|Elderton is a big wheel in Canadian tennis|
Narrowing down what to work on can be a challenge. Consider mastering the basics before attempting loftier goals. For example, before you work on a monster kick serve, make sure you can get a respectable first serve in seven times out of ten. Can you give it different types of spin? Can you place it in one of the three main target areas of the service box? Once you master an impressive level of control over any given stroke, it is time to pursue some advanced skills. You have to walk before you can run.
Time is also an issue for many. The spirit is willing to get out on court five times a week, but the schedule just will not allow it. So for those times you can squeeze it in, make the most of it.
- Ball machine - the ball machine can be your best tennis friend. You can hit more balls in 30 minutes on a ball machine than you will in two or three entire doubles matches (3-6 hours). The repetition is invaluable (assuming your are practicing proper technique). Be careful not to overdo the first couple of times you try it.

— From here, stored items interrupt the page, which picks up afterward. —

Issue #3199, opened 2024-04-26
Wrong Russian translation for EntityType for process listener in 


KartnDev:
### Environment

Jmix version: 2.2

### Bug Description
2х `Задача`
![image](https://github.com/jmix-framework/jmix/assets/43281522/c093bb28-96db-47f7-89a0-e74b05156530)
```

io.jmix.bpmflowui.view.modeler.properties.eventlistener/job=Задача
io.jmix.bpmflowui.view.modeler.properties.eventlistener/attachment=Вложения
io.jmix.bpmflowui.view.modeler.properties.eventlistener/comment=Комментарий
io.jmix.bpmflowui.view.modeler.properties.eventlistener/identity-link=Идентификационная ссылка
io.jmix.bpmflowui.view.modeler.properties.eventlistener/task=Задача
```

### Should be 

`io.jmix.bpmflowui.view.modeler.properties.eventlistener/job=Работа`

SergeiAksenov2:
The "Задача" item is displayed once:

![image](https://github.com/jmix-framework/jmix/assets/158277660/eb76a010-6323-494b-96a9-bc193d830099)

PR #3200, opened 2024-04-26
fix Wrong Russian translation for EntityType for process listener in bpm #3199

KartnDev:


KartnDev:
Close due to unactual file and its diff

Issue #327, opened 2022-03-01
About the total size of inputstream


GuoRuiLv:
Hi Team,

I have a question about following code block:

```
try (BufferedInputStream bos = new BufferedInputStream(inputStream, chunkSizeBytes)){

            OSS client = clientReference.get();
            int totalSize = bos.available();
            List<PartETag> partETags = new ArrayList<>();
```

There using  `available() ` method to get total size of InputStream. In my experience ,the method will return 0 in some cases. For example:
```
RecordPictureResponse recordPicture(@RequestHeader String sn, @RequestHeader String id, @RequestHeader String name,
                                        @RequestHeader String regTime,
                                        @RequestPart("file") MultipartFile file) {
        RecordPictureResponse response=new RecordPictureResponse();
        try {
            String imageUrl=personCmdSupport.processRecordPicture(sn,id,name,regTime,file.getInputStream(),file.getSize());
```
The MultipartFile.getInputStream().available() will return 0.  In this case, it  cannot get correct size, then we cannot save file processed by MultipartFile. 
Is this an expected behavior?

gorbunkov:
Hi @GuoRuiLv,

Could you please explain, which Jmix version and which class and line are you talking about? Maybe I'm missing something but I don't find the code block you mentioned.

GuoRuiLv:
Hi @gorbunkov , The issue is moved from jmix-awsfs ,   the code link  is : https://github.com/jmix-framework/jmix/blob/e22ac4cca2b3ebbea23254066d82d9e442275b93/jmix-awsfs/awsfs/src/main/java/io/jmix/awsfs/AwsFileStorage.java#L196

gorbunkov:
Fixed in #3212

PR #3212, opened 2024-04-28
Improvment awsfs save stream

rassafel:
- Reduce the number of requests to upload small files
- Replace BufferedInputStream.available() (#327)
- Reduce memory allocation for multipart upload
- Make upload bucket name thread safe when refresh s3 client


gorbunkov:
@rassafel Thank you for the contribution!

Issue #2707, opened 2023-12-29
XML descriptor for composite component


knstvk:
### Feature Description

Composite components are important building blocks in large applications. We should provide a way to describe their layout in XML descriptors similar to views.

As an additional benefit, a composite component with a XML descriptor will simplify creating internal layout of [virtualList](https://demo.jmix.io/ui-samples/sample/virtual-list-simple) component.

See also [forum discussion](https://forum.jmix.io/t/does-flow-ui-support-fragments/2607).

glebfox:
Implemented in #841

PR #3268, opened 2024-05-21
XML descriptor for composite component (2707)

glebfox:
Fixes: #2707

## Jmix CompositeComponent

New base class for composite components: `CompositeComponent`.

A composite encapsulates a `Component` tree to allow creation of new components by composing existing components. By encapsulating the component, its API can be hidden or presented in a different way for the user of the composite.

The encapsulated component tree is available through `getContent()`. Composite will by default look at the generic type declaration of its subclass to find the content type and create an instance using `UiComponents`. You can also override `initContent()` to manually create the component tree or define components tree using XML markup and bind it to a composite component using `CompositeDescriptor` annotation.

Composite is a way to hide API on the server side. It does not contribute any element to the `Element` tree.

`CompositeComponent` extends Vaadin `com.vaadin.flow.component.Composite` to have specific fixes, e.g. see `com.vaadin.flow.component.Composite#setContent` comment.

### @CompositeDescriptor annotation

Specifies a string value that is a file path to an xml descriptor that can be used for a `CompositeComponent` initialization.  If the **value** contains a file name only (i. e. don't start with `/`), it is assumed that the file is located in the **package** of the composite component class.

**Note:** if it's assumed that composite component can be extended, the file path should be defined as full path.

### Supported elements

There are two root elements:

1. `content` - required element that contains composite layout (similar to view `layout` element). Since the root component of Composite can be any component, `content` has no attributes and doesn't represent any component.
2. `actions` - optional composite actions (similar to view `actions` element). Actions defined for composite component have shortcut bound to root composite component, i.e. shortcut can be triggered only if focus within composite layout.

```
<composite xmlns="http://jmix.io/schema/flowui/composite">
    <actions>
        <action id="testAction" text="Test" icon="PLUS"/>
    </actions>
    <content>
        <vbox id="contentBox" classNames="overflow-auto">
            <hbox id="buttonsPanel" classNames="buttons-panel">
                <button id="createBtn" action="dataGrid.create"/>
                <button id="editBtn" action="dataGrid.edit"/>
                <button id="removeBtn" action="dataGrid.remove"/>
                <button id="testBtn" action="testAction"/>
                <gridColumnVisibility dataGrid="dataGrid" icon="COG_O"/>
            </hbox>
            <dataGrid id="dataGrid"
                      width="100%"
                      minHeight="20em"
                      metaClass="test_Product">
                <actions>
                    <action id="create" type="list_create"/>
                    <action id="edit" type="list_edit"/>
                    <action id="remove" type="list_remove"/>
                </actions>
                <columns resizable="true">
                    <column property="name"/>
                    <column property="price"/>
                </columns>
            </dataGrid>
        </vbox>
    </content>
</composite>
```

**Note:** Nested components also support their actions, e.g. `DataGrid`.

### Unsupported elements

* `facets` - Closely connected with Views
* `data` - UI component shouldn't load data itself + Composite doesn't have enough lifecycle events + DataLoadCoordinator facet isn't available

### Specifics of defining a layout in XML

To avoid **id** duplicates in components tree when several composite components of the same type is used simultaneously or composite inner components have the same **id** as other components in the components tree, the value of `id` attribute of each component defined in composite descriptor (so called **composite id** or Shadow XML id) is stored in the component `Attributes` field instead of setting it as **actual id** using `Component. setId(String)`. 

## CompositeComponent API

* `findInnerComponent` / `getInnerComponent` - return the inner component with given **composite id**. These methods search among components added via an XML descriptor only.
* `PostInitEvent` - The event that is fired after the composite component and all its declaratively defined inner components are created and fully initialized. In this event listener, you can make final configuration of the composite component and its inner components, e.g. obtain inner components using `getInnerComponent(String)` and add their specific event listeners. 

**Note:** `PostInitEvent` is not fired if components tree is created without using XML descriptor, i.e. by overriding `initContent()` to manually create the component tree.


glebfox:
Obsolete, will be implemented in https://github.com/jmix-framework/jmix/pull/3336

PR #3296, opened 2024-05-29
feat: Add annotation configuration rest service

kernelmix:
Add annotation configuration rest service and Improve openapi documentation


knstvk (changes requested):
Hi @kernelmix 
Thank you for the contribution!

Let me suggest a few changes.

- Consider having a friend come along - many ball machines have the option to send balls to multiple locations. So you can work on your forehand while your friend works on their backhand. Plus that reduces the number of balls you each hit by half, thus reducing the chance of overdoing it.
- Have a friend video you as you hit to help make adjustments to your stroke. I am always amazed at how people's perception of their own technique bears little resemblance to reality. Video doesn't lie! A common culprit: the follow through.
- Use the last hopper of balls during each pickup as serving practice. It's a nice break from all that hitting, and the serve can always use some work.
- Hitting Wall - no time or budget for a ball machine? A hitting wall is also your best friend. It is never late. It never misses. If you have never enjoyed the tennis 'zone' you can get into while hitting against a wall, you are missing a treat. Great for forehand, backhand and volley practice. Invite a friend and double the fun. Yes, the garage door is a great substitute if no true hitting wall is available. Pick up some foam balls at your local tennis shop to eliminate dinging up the door. You will be surprised how challenging they can be.
If you are just going out to hit with friends, give yourself permission to work on something, even if it means you may lose the friendly. This is the perfect opportunity to grow as a player. Don't waste the chance. If you really want a challenge, be candid with your opponents and tell them what you are working on. Encourage them to hit to your weak spot. Just be sure your weak spot is no longer your weak spot when you play them for reals!